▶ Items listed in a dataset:
= = = =

PR #672, opened 2023-11-18
Coscheduling: Remove the postBind filter in the KubeSchedulerConfiguration

tenzen-y:
#### What type of PR is this?

/kind cleanup

I removed the PostBind filter in the KubeSchedulerConfiguration because the PostBind filter was removed in the https://github.com/kubernetes-sigs/scheduler-plugins/pull/554.

Fixes #

```release-note
NONE
```

### DIFF
--- a/manifests/coscheduling/scheduler-config.yaml
+++ b/manifests/coscheduling/scheduler-config.yaml
@@ -24,9 +24,6 @@ profiles:
     reserve:
       enabled:
       - name: Coscheduling
-    postBind:
-      enabled:
-      - name: Coscheduling
   pluginConfig:
   - name: Coscheduling
     args:


tenzen-y:
I think that it would be better to cherry-pick this to the release-0.26 and release-0.27 branches.

Huang-Wei:
> I think that it would be better to cherry-pick this to the release-0.26 and release-0.27 branches.

Actually specifying a non-existent extension point would fail scheduler's startup. But yes, let's fix the documents. And, we should turn to using `MultiPoint` to simplify the scheduler config.

/lgtm
/approve

tenzen-y:
> > I think that it would be better to cherry-pick this to the release-0.26 and release-0.27 branches.
> 
> Actually specifying a non-existent extension point would fail scheduler's startup. But yes, let's fix the documents. And, we should turn to using `MultiPoint` to simplify the scheduler config.
> 
> /lgtm /approve

That makes sense.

= = = =

▶ Problem requirements: Set down each record above without changing a single word.

▶ Answer for the task:
PR #672, opened 2023-11-18
Coscheduling: Remove the postBind filter in the KubeSchedulerConfiguration

tenzen-y:
#### What type of PR is this?

/kind cleanup

I removed the PostBind filter in the KubeSchedulerConfiguration because the PostBind filter was removed in the https://github.com/kubernetes-sigs/scheduler-plugins/pull/554.

Fixes #

```release-note
NONE
```

### DIFF
--- a/manifests/coscheduling/scheduler-config.yaml
+++ b/manifests/coscheduling/scheduler-config.yaml
@@ -24,9 +24,6 @@ profiles:
     reserve:
       enabled:
       - name: Coscheduling
-    postBind:
-      enabled:
-      - name: Coscheduling
   pluginConfig:
   - name: Coscheduling
     args:


tenzen-y:
I think that it would be better to cherry-pick this to the release-0.26 and release-0.27 branches.

Huang-Wei:
> I think that it would be better to cherry-pick this to the release-0.26 and release-0.27 branches.

Actually specifying a non-existent extension point would fail scheduler's startup. But yes, let's fix the documents. And, we should turn to using `MultiPoint` to simplify the scheduler config.

/lgtm
/approve

tenzen-y:
> > I think that it would be better to cherry-pick this to the release-0.26 and release-0.27 branches.
> 
> Actually specifying a non-existent extension point would fail scheduler's startup. But yes, let's fix the documents. And, we should turn to using `MultiPoint` to simplify the scheduler config.
> 
> /lgtm /approve

That makes sense.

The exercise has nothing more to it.